Fazit: Zuletzt wurden die Abflugverfahren über den Punkt LULUL hinaus zu den Endpunkten LOGDO und SUKIP weitergeführt und in Q‑Abflugverfahren umbenannt. Auf das Konfliktpotential hatte dies keinen Einfluß, weil der Verfahrensabschnitt bis LULUL unverändert geblieben ist. Auch bei den Q‑Abflugverfahren ist die Flugstrecke bis zum Konfliktbereich mit den Anflügen u. a. durch wesentlich früheres Abdrehen vor dem Ende der Startbahn im Vergleich zum Szenario ORG 4 erheblich kürzer. Bei einem Steigflug mit 610 ft/NM (10 %) überwinden die Abflüge pro Flugkilometer eine Höhendifferenz von 100 m. Somit wird der Punkt POBAM grundsätzlich 630 m niedriger erreicht, als es mit dem ursprünglich 6,3 km längeren Flugweg möglich und gemäß den Höhenvorgaben zwingend erforderlich wäre. Derartiges Abweichen vom Szenario ORG 4 läßt das nach der ersten Schnellzeitsimulation als zu hoch eingestufte und zwischenzeitlich abgesenkte Konfliktpotential wieder anwachsen. Ein Luftdruck über 1013 hPa und das Steigverhalten sowohl im langsameren Kurvenflug als auch bei höheren Temperaturen verschärfen diesen Mißstand, was nur lückenhaft Berücksichtigung fand. Folglich steht die uneingeschränkte und bevorzugte Nutzung der Abflugverfahren LOGDO 1Q und SUKIP 1Q deutlich der ordnungsgemäßen Betriebsdurchführung entgegen.
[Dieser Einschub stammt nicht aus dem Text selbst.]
PR #96, opened 2020-06-08
Lazy sources - after submodules

beasteers:
I know I keep doing new PRs, sorry. Hopefully this will be the last one!!

**Basically the goal is:** ConfigSources manage their entire state and minimal assumptions are made about the internal workings of a ConfigSource by other Config objects (making ConfigSources much more extendable).

So for example, say you have some custom complicated source that is made by combining multiple files and an API call (idk why). By abstracting away ConfigSource.exists for example, the config source can define that state on its own without Configuration ever having to be privy to those details.

Notes:
 - we still have that bug where python 2.7 doesn't actually call `dict.keys` (or anything else) when casting to dict, so a hotfix is to look for `keys` in `__getattribute__` and call load if `keys` was accessed. Obviously, I'd like to get rid of this, but I'm not sure what the best way is.


confuse/sources.py
```diff
@@ -1,38 +1,146 @@
...
-__all__ = ['ConfigSource']
+__all__ = ['ConfigSource', 'YamlSource']
+
+
+UNSET = object()  # sentinel
+
+
+def _load_first(func):
+    '''Call self.load() before the function is called - used for lazy source
+    loading'''
```
sampsyo, line 16: Let's switch this to """ for uniformity.

confuse/sources.py
```diff
@@ -1,38 +1,146 @@
...
 
 
 class ConfigSource(dict):
-    """A dictionary augmented with metadata about the source of the
+    '''A dictionary augmented with metadata about the source of the
     configuration.
-    """
-    def __init__(self, value, filename=None, default=False):
-        super(ConfigSource, self).__init__(value)
+    '''
```
sampsyo, line 34: Likewise with the docstring """s.

confuse/sources.py
```diff
@@ -1,38 +1,146 @@
...
+        self.loader = loader
+        super(YamlSource, self).__init__(value, filename, **kw)
+
+    @classmethod
+    def isoftype(cls, value, **kw):
+        return (isinstance(value, BASESTRING)
+                and os.path.splitext(value)[1] in YamlSource.EXTENSIONS)
+
+    def _load(self):
+        '''Load the file if it exists.'''
```
sampsyo, line 143: One more.

beasteers:
I think we could do 1+2, and then do 3 separately. 1 doesn't do much for simplification unless we have 2 in place as well.

PR #97, opened 2020-06-09
Use None as template default

### LINKED ISSUE #93: None as Template should use None as default
When I do this for a key that doesn't exist in `config_default.yaml`, I would expect the key to contain `None` by default.
```python
config['something'].get({
    'key': None
})
```

But instead, I get:
```
confuse.NotFoundError: something.key not found
```

This is because of this line in `as_template`:
https://github.com/beetbox/confuse/blob/b82d3faacb972b8964487a648805c3d0e06c0212/confuse.py#L1718-L1719

What I would propose:
```python
# throws NotFoundError - '...' is often used to denote a missing value
config['something'].get({
    'key': ...
})

# returns None
config['something'].get({
    'key': None
})
```

beasteers:
Fixes #93

In order to have a required config option (previous behavior), use `confuse.REQUIRED` or `confuse.Template()`

PR #95 should be merged first and then the diffs will be readable.

### DIFF
--- a/confuse/core.py
+++ b/confuse/core.py
@@ -331,7 +331,7 @@ class ConfigView(object):
                     od[key] = view.get()
         return od
 
-    def get(self, template=None):
+    def get(self, template=confuse.REQUIRED):
         """Retrieve the value for this view according to the template.
 
         The `template` against which the values are checked can be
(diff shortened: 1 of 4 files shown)


sampsyo:
I updated this to sync with #95, added a test for the new behavior with `confuse.REQUIRED` as a template, and added a changelog entry describing the change. Thanks again for your help with this!!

Im Gegensatz dazu werden beim BER DROps-Verfahren die Q‑Abflugverfahren nur bedingt genutzt. Piloten können einen Flugplan mit Q‑Abflugverfahren via POBAM aufgeben, erhalten damit aber erst eine Freigabe zum Start, wenn über Schönhagen keine potentiellen Konflikte im Kreuzungsbereich mit Anflügen erwartet werden. Deshalb muß die Platzkontrollstelle des BER (TWR Berlin) zunächst die Zustimmung der Anflugkontrollstelle (APP Berlin) zur Startfreigabe für ein kurzes Abflugverfahren einholen. Durch die Auflösung des Konfliktpotentials sind die Abflüge nicht mehr zu einem Steigflug mit mindestens 10 % (610 ft/NM) gezwungen und zum Nutzen der Anrainer und Luftfahrzeugbetreiber können vermehrt emmissionsarme Anflüge mit kontinuierlichem Sinken (CDA) durchgeführt werden. Zudem werden beim BER DROps-Verfahren die über Schulzendorf, Zeuthen, Eichwalde und Wernsdorf führenden Z‑Abflugverfahren nicht genutzt.